### Instructions for the task
Look below for the line that contains "--- a/src/Sulu/Bundle/AdminBundle/Admin/Admin.php", then copy it and each following line exactly, through and including the line that contains "-59,16 +59,16 @@ class RouteRegistry".

(Dataset excerpts)
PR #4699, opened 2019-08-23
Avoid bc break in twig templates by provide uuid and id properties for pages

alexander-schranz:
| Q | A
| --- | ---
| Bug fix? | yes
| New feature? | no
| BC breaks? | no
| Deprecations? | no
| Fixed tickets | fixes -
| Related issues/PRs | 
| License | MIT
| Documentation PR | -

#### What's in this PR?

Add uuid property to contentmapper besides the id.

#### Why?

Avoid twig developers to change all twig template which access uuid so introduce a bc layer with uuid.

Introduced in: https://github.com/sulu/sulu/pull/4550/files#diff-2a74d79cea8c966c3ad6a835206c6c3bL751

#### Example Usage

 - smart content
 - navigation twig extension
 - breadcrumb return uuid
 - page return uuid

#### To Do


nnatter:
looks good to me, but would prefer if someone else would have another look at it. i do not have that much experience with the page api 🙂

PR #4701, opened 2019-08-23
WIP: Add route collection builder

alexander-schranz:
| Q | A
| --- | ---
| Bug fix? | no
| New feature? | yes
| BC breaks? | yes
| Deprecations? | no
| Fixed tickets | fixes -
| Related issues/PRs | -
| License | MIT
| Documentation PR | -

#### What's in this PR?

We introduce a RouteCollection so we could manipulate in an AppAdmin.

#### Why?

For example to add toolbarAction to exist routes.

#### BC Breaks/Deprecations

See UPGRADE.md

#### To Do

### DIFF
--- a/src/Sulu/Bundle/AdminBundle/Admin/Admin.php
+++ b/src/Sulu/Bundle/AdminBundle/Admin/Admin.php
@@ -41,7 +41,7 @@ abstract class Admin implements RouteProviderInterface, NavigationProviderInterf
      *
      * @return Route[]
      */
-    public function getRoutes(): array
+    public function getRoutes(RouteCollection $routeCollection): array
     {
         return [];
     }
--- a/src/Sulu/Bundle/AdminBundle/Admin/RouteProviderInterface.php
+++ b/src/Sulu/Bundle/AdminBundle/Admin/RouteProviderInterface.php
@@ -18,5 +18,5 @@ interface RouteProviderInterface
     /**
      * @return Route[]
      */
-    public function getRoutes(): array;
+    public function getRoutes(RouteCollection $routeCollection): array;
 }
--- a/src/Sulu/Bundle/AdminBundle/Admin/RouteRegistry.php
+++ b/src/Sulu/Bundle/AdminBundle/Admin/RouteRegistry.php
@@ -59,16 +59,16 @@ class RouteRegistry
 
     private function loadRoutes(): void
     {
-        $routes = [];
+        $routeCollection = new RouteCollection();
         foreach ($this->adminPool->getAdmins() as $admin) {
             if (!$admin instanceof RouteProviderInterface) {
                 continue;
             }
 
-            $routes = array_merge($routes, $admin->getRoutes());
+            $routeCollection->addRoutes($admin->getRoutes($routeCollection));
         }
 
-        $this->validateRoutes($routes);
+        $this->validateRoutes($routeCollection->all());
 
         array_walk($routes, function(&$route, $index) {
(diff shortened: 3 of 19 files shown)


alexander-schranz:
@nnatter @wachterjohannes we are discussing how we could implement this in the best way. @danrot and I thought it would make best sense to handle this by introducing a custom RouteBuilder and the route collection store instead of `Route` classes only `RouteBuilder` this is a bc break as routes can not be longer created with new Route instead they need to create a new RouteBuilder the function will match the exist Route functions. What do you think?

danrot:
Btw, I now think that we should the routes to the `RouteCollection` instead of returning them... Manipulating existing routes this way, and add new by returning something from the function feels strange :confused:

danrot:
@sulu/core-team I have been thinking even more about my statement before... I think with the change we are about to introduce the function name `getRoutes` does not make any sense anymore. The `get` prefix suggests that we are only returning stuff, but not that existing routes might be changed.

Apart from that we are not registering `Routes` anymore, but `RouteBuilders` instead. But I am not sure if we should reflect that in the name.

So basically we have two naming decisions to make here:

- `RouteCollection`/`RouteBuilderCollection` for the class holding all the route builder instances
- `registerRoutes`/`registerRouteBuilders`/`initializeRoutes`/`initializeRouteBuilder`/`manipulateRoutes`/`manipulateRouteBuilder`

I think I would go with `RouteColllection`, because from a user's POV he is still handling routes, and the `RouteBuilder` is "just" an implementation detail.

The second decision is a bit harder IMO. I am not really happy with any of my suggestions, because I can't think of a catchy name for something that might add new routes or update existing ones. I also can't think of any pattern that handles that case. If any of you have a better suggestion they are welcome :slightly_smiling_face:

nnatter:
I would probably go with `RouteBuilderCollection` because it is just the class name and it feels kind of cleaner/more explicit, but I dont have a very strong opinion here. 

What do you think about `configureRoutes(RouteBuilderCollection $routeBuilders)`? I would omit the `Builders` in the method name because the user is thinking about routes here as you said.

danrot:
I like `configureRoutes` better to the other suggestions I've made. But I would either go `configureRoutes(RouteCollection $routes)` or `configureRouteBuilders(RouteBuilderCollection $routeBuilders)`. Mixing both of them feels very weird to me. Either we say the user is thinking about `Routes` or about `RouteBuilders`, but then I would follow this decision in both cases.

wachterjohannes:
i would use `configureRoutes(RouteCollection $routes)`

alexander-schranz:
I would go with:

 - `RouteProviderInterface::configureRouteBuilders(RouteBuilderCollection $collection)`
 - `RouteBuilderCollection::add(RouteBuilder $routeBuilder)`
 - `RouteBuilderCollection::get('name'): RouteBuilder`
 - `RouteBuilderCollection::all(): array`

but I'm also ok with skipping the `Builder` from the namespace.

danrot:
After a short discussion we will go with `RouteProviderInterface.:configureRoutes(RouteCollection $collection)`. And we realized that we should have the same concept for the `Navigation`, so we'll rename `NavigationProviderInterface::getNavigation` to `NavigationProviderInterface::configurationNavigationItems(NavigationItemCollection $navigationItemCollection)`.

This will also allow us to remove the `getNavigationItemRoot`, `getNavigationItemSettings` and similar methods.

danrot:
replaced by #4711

### Result of the task
--- a/src/Sulu/Bundle/AdminBundle/Admin/Admin.php
+++ b/src/Sulu/Bundle/AdminBundle/Admin/Admin.php
@@ -41,7 +41,7 @@ abstract class Admin implements RouteProviderInterface, NavigationProviderInterf
      *
      * @return Route[]
      */
-    public function getRoutes(): array
+    public function getRoutes(RouteCollection $routeCollection): array
     {
         return [];
     }
--- a/src/Sulu/Bundle/AdminBundle/Admin/RouteProviderInterface.php
+++ b/src/Sulu/Bundle/AdminBundle/Admin/RouteProviderInterface.php
@@ -18,5 +18,5 @@ interface RouteProviderInterface
     /**
      * @return Route[]
      */
-    public function getRoutes(): array;
+    public function getRoutes(RouteCollection $routeCollection): array;
 }
--- a/src/Sulu/Bundle/AdminBundle/Admin/RouteRegistry.php
+++ b/src/Sulu/Bundle/AdminBundle/Admin/RouteRegistry.php
@@ -59,16 +59,16 @@ class RouteRegistry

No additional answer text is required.